* **Problem**:
Find the word "approved" in the listing. Copy out each line where it occurs.

* **Input material**:
▽

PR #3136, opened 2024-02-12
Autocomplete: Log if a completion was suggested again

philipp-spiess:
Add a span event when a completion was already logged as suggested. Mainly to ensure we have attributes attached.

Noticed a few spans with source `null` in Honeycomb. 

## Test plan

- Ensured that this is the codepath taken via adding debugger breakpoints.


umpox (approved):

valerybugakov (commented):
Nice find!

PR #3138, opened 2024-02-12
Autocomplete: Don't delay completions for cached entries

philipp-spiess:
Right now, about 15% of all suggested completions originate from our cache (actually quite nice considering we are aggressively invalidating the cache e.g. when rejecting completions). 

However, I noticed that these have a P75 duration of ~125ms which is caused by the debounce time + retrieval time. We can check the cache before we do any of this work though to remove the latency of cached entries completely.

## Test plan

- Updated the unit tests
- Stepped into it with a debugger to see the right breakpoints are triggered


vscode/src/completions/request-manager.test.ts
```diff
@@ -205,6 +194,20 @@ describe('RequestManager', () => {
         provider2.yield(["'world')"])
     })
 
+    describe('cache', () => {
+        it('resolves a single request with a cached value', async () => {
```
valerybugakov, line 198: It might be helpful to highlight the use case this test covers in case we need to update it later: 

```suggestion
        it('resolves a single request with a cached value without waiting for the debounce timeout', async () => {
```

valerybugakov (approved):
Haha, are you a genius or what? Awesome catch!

△
▽

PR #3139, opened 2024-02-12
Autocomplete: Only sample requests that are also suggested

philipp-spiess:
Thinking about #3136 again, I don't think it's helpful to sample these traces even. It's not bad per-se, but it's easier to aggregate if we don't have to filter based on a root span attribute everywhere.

△

* **Written answer**:
umpox (approved):
valerybugakov (approved):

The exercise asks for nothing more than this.